Florian Silbereisen randaliert auf Weihnachtsmarkt​*
*Von wegen besinnliche Weihnachtszeit!
Volksmusik-Star Florian Silbereisen (29) ist auf dem Passauer 
Weihnachtsmarkt ausgerastet. Sogar die Polizei musste anrücken.​*

Eigentlich ist er ja ein ganz Lieber. Bei seiner Volksmusiksendung in der ARD erlebt man den Moderator zumindest immer gut gelaunt, er ist der Liebling aller Schwiegermütter.

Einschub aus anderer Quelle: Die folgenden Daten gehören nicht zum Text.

PR #1866, opened 2018-01-31
Fix type issue in `gensim.matutils.unitvec`. Fix #1722

### LINKED ISSUE #1722: matutils.unitvec returns vector with different dtype from input vector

Doch was ist bloß am Montag in Florian Silbereisen gefahren? Er soll an einem Glühweinstand in seiner Heimatstadt Passau randaliert haben.

Nach einem Weihnachtsbummel wollte der ARD-Star noch einen letzten Absacker trinken. Weil es bereits nach 22 Uhr war, wollte der Wirt aber keinen Glühwein mehr ausschenken. Deswegen kam es offenbar zum Streit zwischen Silbereisen und dem Wirt.

Der Moderator habe „heftig an den Tischen gerüttelt“, sagte der Wirt der „Münchener Abendzeitung“. An Betrunkene werde aber grundsätzlich nichts mehr ausgeschenkt, egal, um wen es sich handelt.

Der Gastwirt rief die Polizei. Als der Streifenwagen eintraf, hatte sich Silbereisen allerdings wieder beruhigt. „Die Beteiligten haben sich vor Eintreffen der Polizei geeinigt. Es lag somit keine Straftat vor, auch keine Ordnungswidrigkeit“, sagte Polizeisprecher Martin Pöhls.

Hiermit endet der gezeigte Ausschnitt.